Non-perturbative dynamics of the operator size distribution in the Sachdev-Ye-Kitaev model

TL;DR

This paper establishes non-perturbative bounds on how the operator size distribution evolves over time in the Sachdev-Ye-Kitaev model, revealing finite Lyapunov exponents and a distribution shape consistent with perturbative predictions.

Contribution

It provides the first non-perturbative bounds on operator size dynamics in the SYK model using probabilistic methods, independent of Feynman diagram resummation.

Findings

Finite many-body Lyapunov exponent at infinite temperature.
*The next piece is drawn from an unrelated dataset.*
Issue #364, opened 2025-03-17
Ensure the workspace agent can reuse its existing token when required


SasSwart:
In `coderd`, when we provision a prebuild, we start a normal running workspace. This workspace has an agent running on it, and the design of prebuilds relies on neither the workspace nor the agent having to restart when the prebuild is claimed (if they restart, this obviates the prebuild because the start time can be very slow).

Operator size distribution shape matches perturbative predictions in certain limits.

Distribution evolution can be modeled as a quantum walk with bounded rates.

Abstract

We prove non-perturbative bounds on the time evolution of the probability distribution of operator size in the $q$-local Sachdev-Ye-Kitaev model with $N$ fermions, for any even integer $q>2$ and any positive even integer $N>2q$. If the couplings in the Hamiltonian are independent and identically distributed Rademacher random variables, the infinite temperature many-body Lyapunov exponent is almost surely finite as $N\rightarrow\infty$. In the limit $q \rightarrow \infty$, $N\rightarrow \infty$, $q^{6+\delta}/N \rightarrow 0$, the shape of the size distribution of a growing fermion, obtained by leading order perturbation calculations in $1/N$ and $1/q$, is similar to a distribution that locally saturates our constraints. Our proof is not based on Feynman diagram resummation; instead, we note that the operator size distribution obeys a continuous time quantum walk with bounded transition rates, to which we apply concentration bounds from classical probability theory.